YOUR TASK:
Once every line below has been checked for "come", give only the number of lines that have it.

Collected data:
━━━━━━
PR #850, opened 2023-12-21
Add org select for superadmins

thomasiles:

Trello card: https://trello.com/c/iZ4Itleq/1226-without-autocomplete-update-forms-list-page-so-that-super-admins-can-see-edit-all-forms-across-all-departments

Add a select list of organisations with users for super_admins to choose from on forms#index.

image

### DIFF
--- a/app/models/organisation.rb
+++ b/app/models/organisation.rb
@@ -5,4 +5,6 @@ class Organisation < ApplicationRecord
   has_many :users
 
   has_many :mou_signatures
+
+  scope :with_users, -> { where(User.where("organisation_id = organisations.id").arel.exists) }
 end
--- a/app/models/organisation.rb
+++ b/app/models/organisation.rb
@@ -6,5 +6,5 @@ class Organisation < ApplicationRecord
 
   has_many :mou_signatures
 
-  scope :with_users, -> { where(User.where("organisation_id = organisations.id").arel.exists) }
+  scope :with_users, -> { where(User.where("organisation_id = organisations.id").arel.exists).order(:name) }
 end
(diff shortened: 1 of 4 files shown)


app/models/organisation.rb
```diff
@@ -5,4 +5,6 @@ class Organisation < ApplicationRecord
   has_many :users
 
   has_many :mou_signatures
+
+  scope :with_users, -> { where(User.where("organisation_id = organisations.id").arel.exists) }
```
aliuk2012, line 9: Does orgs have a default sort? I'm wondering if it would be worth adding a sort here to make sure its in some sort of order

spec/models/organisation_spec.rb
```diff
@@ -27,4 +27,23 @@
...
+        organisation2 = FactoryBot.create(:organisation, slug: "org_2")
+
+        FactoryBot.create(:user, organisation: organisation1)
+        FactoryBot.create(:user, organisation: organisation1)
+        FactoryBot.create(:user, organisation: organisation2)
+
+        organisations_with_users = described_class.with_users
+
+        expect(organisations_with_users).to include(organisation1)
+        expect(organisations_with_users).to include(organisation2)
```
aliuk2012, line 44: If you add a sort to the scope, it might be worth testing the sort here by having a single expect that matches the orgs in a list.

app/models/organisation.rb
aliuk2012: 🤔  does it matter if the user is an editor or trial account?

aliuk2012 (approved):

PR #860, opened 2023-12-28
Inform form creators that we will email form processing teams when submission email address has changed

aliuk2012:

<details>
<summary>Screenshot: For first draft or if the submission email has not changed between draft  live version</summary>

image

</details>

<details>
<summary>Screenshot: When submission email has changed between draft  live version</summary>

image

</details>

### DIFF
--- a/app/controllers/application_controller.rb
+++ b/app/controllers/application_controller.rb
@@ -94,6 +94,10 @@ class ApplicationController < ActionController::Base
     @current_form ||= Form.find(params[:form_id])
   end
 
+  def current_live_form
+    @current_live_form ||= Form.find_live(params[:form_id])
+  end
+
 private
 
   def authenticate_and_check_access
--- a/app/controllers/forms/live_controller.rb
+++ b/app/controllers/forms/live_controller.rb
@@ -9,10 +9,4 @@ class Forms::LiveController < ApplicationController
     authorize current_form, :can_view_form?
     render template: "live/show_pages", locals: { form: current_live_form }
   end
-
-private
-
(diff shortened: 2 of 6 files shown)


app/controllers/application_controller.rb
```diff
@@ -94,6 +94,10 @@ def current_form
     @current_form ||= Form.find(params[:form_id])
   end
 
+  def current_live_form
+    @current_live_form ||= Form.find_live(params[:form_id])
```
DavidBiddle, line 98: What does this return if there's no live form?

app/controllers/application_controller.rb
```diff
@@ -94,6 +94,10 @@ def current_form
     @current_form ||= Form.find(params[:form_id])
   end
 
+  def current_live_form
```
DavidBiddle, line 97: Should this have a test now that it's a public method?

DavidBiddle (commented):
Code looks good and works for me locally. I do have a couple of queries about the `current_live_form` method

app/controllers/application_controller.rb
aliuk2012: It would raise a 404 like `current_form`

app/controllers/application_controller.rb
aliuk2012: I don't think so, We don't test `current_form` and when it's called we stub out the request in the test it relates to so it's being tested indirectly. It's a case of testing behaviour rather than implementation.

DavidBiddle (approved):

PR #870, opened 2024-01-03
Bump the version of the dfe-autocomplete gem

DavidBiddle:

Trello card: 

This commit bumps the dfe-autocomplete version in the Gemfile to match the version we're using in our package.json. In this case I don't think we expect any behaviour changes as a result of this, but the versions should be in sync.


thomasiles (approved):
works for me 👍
━━━━━━
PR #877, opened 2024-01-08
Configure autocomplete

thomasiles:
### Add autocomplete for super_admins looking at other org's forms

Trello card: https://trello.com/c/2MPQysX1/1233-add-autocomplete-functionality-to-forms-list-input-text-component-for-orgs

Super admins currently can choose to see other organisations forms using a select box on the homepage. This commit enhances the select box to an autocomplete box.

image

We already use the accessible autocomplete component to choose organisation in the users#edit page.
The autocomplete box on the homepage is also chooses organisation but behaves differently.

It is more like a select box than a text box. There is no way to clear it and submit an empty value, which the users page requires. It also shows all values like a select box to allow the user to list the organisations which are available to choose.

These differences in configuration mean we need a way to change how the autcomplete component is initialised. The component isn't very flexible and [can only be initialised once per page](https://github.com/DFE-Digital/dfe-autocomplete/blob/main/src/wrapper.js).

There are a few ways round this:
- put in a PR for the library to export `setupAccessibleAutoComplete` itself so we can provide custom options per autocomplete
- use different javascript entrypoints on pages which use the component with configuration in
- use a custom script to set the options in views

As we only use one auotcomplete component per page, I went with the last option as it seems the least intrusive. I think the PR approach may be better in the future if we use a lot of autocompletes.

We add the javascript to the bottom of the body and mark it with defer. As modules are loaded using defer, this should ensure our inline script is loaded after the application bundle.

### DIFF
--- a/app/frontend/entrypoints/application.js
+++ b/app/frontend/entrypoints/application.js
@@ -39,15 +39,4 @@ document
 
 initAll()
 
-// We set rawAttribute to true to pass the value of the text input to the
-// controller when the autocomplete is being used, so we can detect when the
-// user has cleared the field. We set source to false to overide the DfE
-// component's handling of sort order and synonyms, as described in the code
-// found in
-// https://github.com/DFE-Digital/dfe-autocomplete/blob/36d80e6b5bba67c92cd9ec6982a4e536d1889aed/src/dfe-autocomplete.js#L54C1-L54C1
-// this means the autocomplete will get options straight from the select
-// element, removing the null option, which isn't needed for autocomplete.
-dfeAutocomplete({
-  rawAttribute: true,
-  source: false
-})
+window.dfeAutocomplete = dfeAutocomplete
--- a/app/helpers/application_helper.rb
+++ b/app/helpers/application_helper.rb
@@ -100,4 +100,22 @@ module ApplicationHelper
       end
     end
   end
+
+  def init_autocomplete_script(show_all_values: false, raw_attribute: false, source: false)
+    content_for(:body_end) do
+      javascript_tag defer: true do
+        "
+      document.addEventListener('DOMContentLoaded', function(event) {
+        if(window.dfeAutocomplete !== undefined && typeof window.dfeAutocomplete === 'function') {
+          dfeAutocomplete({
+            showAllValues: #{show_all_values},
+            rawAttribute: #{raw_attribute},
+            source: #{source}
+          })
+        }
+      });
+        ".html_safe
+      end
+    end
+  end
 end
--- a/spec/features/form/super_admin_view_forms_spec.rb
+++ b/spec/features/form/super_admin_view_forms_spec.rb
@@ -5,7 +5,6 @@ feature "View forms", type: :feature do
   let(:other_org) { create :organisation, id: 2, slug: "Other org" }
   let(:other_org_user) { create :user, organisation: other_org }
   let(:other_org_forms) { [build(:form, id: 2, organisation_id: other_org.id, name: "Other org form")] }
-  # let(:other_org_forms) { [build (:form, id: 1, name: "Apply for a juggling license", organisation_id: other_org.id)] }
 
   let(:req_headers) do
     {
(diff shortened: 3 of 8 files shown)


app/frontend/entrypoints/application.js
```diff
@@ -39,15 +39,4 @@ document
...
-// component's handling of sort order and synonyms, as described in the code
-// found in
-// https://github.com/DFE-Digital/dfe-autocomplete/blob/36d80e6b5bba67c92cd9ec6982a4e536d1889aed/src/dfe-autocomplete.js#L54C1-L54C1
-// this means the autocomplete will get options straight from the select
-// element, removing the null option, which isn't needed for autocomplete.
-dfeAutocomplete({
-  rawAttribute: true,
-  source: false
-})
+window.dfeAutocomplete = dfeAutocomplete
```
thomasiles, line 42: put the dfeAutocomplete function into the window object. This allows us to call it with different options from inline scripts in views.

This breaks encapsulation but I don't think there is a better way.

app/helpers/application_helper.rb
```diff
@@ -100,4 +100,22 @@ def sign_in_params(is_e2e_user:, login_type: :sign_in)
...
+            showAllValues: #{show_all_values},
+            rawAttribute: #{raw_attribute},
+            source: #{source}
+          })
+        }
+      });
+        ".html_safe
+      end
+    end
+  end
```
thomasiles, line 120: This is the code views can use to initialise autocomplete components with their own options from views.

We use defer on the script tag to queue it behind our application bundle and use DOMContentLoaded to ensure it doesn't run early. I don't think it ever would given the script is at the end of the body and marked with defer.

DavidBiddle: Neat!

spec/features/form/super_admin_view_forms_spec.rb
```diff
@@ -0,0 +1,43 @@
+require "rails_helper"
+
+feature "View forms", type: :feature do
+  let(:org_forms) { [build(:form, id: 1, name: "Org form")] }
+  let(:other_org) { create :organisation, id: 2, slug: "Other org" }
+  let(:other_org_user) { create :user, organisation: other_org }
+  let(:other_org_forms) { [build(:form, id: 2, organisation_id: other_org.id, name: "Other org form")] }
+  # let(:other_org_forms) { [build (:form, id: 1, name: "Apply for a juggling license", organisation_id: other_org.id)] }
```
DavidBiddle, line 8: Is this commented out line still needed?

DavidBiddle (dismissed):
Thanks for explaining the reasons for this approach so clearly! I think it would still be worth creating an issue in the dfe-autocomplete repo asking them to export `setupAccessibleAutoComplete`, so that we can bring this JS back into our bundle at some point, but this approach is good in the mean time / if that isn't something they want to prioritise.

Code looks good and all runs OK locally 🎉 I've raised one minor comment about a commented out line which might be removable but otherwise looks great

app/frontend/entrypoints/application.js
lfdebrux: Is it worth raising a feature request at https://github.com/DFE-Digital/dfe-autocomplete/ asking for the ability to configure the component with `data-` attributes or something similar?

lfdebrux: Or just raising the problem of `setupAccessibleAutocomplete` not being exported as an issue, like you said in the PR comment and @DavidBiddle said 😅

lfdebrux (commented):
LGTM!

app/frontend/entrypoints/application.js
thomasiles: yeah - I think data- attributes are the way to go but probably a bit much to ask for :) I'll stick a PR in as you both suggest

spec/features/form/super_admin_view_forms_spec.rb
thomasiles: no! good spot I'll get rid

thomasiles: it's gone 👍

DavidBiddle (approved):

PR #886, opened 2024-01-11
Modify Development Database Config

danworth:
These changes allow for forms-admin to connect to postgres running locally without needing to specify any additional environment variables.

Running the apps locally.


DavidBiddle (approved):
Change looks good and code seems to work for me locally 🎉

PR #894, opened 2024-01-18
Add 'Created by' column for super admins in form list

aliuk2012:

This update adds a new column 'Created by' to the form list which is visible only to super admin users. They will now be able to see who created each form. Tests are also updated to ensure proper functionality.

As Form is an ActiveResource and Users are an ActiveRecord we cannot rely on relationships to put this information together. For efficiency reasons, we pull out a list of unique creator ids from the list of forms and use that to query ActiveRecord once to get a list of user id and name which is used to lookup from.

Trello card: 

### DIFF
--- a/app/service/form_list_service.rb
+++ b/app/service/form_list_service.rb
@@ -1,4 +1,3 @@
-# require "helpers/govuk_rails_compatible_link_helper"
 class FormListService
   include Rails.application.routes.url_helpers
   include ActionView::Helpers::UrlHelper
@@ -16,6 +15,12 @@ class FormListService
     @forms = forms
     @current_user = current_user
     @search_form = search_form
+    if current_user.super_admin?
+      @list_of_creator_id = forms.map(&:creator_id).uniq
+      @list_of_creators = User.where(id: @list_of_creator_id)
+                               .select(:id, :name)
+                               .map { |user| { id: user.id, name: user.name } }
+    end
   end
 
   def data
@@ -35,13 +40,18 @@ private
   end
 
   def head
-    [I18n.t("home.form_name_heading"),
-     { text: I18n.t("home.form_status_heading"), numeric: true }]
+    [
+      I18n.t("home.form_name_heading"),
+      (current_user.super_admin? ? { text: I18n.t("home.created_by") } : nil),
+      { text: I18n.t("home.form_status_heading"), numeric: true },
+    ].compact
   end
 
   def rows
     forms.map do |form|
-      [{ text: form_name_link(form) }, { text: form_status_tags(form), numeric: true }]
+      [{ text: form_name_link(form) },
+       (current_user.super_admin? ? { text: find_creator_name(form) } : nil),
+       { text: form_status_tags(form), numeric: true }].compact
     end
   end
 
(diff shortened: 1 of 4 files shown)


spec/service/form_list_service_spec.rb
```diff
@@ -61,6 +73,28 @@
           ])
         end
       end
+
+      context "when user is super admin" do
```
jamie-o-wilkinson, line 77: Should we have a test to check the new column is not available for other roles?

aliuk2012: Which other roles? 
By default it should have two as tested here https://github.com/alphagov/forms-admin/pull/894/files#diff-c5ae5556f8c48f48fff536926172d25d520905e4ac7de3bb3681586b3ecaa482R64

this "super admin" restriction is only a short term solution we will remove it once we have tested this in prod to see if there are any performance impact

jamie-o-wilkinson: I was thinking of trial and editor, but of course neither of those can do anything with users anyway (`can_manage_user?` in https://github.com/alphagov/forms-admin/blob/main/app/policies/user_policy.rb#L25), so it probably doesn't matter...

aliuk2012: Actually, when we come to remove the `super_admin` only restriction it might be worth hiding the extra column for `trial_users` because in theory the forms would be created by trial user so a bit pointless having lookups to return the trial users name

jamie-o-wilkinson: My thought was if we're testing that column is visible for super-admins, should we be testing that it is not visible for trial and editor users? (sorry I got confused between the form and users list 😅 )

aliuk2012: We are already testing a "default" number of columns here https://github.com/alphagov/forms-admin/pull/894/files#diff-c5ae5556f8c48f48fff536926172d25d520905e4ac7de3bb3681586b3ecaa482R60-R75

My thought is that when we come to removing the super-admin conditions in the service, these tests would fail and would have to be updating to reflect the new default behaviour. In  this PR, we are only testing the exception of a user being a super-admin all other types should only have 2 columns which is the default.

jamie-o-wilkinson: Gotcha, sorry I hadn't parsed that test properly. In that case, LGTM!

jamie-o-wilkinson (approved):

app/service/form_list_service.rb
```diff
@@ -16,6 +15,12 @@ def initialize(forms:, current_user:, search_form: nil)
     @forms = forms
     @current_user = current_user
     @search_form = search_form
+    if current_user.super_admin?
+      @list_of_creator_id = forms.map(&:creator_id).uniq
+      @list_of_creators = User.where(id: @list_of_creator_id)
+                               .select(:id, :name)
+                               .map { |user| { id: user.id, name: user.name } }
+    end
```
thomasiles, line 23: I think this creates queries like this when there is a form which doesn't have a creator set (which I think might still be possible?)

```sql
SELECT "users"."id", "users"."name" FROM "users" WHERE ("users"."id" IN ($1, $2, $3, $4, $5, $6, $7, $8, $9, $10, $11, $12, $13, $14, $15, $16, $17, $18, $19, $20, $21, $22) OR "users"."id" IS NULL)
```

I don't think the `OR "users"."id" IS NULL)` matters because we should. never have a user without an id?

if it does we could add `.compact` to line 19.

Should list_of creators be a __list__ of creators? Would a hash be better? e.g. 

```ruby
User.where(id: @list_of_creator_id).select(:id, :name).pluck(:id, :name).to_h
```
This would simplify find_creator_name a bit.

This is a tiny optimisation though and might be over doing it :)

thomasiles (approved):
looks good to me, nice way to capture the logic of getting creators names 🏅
━━━━━━
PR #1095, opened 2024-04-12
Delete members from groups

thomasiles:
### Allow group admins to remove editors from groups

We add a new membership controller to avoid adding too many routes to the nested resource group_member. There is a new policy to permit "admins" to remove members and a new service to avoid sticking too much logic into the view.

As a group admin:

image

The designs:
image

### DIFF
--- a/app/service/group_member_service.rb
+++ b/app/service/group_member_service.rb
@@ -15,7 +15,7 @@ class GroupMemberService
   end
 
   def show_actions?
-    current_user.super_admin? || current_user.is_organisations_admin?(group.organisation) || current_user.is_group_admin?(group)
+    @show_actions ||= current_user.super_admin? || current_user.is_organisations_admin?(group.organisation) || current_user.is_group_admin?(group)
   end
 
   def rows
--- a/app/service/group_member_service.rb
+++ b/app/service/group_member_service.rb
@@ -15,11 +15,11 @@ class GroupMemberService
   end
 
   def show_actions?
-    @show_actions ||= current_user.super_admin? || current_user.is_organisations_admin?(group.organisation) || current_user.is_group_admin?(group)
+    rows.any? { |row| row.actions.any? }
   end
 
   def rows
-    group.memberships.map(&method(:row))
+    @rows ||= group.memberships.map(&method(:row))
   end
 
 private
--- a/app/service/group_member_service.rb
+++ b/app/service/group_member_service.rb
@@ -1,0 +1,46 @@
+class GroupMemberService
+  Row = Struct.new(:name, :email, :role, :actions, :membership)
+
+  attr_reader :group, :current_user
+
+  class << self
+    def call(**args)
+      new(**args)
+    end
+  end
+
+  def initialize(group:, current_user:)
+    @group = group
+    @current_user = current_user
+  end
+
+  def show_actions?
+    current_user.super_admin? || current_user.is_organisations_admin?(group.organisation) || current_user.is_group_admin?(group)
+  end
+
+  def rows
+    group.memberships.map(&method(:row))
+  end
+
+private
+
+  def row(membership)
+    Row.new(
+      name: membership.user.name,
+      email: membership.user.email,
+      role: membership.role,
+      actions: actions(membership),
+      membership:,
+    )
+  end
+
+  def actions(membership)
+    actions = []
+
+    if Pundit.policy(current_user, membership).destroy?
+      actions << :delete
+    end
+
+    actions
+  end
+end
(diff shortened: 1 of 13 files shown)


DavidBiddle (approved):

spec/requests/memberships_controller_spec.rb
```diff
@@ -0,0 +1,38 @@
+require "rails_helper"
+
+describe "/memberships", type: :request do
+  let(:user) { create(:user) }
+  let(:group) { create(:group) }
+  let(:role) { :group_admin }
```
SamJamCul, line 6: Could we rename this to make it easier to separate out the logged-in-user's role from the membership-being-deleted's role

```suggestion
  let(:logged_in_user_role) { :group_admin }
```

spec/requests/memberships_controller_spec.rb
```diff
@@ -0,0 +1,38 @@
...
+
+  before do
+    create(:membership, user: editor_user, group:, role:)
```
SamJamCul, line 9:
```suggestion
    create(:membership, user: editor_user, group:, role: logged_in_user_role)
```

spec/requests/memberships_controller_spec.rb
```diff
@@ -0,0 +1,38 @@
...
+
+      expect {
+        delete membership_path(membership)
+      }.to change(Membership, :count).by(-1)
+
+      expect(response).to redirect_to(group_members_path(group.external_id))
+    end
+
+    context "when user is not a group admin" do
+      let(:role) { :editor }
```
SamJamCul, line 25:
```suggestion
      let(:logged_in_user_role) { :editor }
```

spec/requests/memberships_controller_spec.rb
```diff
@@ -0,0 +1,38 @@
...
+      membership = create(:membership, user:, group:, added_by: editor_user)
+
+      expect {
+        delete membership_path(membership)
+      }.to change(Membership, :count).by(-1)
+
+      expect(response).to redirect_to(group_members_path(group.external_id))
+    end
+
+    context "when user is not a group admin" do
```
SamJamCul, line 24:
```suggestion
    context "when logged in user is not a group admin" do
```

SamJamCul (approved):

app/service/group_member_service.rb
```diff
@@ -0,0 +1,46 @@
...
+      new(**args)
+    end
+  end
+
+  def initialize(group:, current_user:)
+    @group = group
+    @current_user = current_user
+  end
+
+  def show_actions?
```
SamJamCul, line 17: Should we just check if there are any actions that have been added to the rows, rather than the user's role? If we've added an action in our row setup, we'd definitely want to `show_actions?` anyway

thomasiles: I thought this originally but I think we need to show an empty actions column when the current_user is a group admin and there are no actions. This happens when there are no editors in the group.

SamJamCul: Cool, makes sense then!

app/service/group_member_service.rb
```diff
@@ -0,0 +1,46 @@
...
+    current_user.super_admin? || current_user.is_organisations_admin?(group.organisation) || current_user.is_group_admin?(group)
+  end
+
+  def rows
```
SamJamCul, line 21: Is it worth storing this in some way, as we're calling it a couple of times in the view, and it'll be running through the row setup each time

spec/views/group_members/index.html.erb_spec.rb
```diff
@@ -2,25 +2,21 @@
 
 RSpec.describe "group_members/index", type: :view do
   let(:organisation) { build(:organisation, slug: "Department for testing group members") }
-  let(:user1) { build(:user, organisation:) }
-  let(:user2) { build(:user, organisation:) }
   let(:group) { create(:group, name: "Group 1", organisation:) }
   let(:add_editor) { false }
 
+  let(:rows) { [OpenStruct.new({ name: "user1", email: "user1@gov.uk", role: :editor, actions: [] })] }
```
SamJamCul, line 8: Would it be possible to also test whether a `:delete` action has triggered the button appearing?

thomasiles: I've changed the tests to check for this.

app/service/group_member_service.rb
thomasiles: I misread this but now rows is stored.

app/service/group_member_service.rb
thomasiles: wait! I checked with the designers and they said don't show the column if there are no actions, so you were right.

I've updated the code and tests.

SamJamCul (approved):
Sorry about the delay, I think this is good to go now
━━━━━━
RESULT OF THIS EXERCISE:
2